PR #2300, opened 2023-12-18
Replace result_of with invoke_result_t

sarlinpe:
`std::result_of` is being deprecated in C++17 and removed in C++20 https://en.cppreference.com/w/cpp/types/result_of

### DIFF
--- a/src/colmap/util/threading.h
+++ b/src/colmap/util/threading.h
@@ -43,13 +43,6 @@
 
 namespace colmap {
 
-template <class func_t, class... args_t>
-#ifdef __cpp_lib_is_invocable
-using result_of_t = std::invoke_result_t<func_t, args_t...>;
-#else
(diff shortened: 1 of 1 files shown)


src/colmap/util/threading.h
```diff
@@ -38,10 +38,18 @@
...
+#include <type_traits>
 #include <unordered_map>
 
 namespace colmap {
 
+template <class func_t, class... args_t>
+#ifdef __cpp_lib_is_invocable
+using result_of_t = std::invoke_result_t<func_t, args_t...>;
+#else
+using result_of_t = typename std::result_of<func_t(args_t...)>::type;
```
ahojnnes, line 50: using in the header will make this name available in any file that includes this header. I suggest to move this under the ThreadPool class below. thx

#####

*Task item*.
Write all the data out again, exactly.

*Result of the task*.
PR #2300, opened 2023-12-18
Replace result_of with invoke_result_t

sarlinpe:
`std::result_of` is being deprecated in C++17 and removed in C++20 https://en.cppreference.com/w/cpp/types/result_of

### DIFF
--- a/src/colmap/util/threading.h
+++ b/src/colmap/util/threading.h
@@ -43,13 +43,6 @@
 
 namespace colmap {
 
-template <class func_t, class... args_t>
-#ifdef __cpp_lib_is_invocable
-using result_of_t = std::invoke_result_t<func_t, args_t...>;
-#else
(diff shortened: 1 of 1 files shown)


src/colmap/util/threading.h
```diff
@@ -38,10 +38,18 @@
...
+#include <type_traits>
 #include <unordered_map>
 
 namespace colmap {
 
+template <class func_t, class... args_t>
+#ifdef __cpp_lib_is_invocable
+using result_of_t = std::invoke_result_t<func_t, args_t...>;
+#else
+using result_of_t = typename std::result_of<func_t(args_t...)>::type;
```
ahojnnes, line 50: using in the header will make this name available in any file that includes this header. I suggest to move this under the ThreadPool class below. thx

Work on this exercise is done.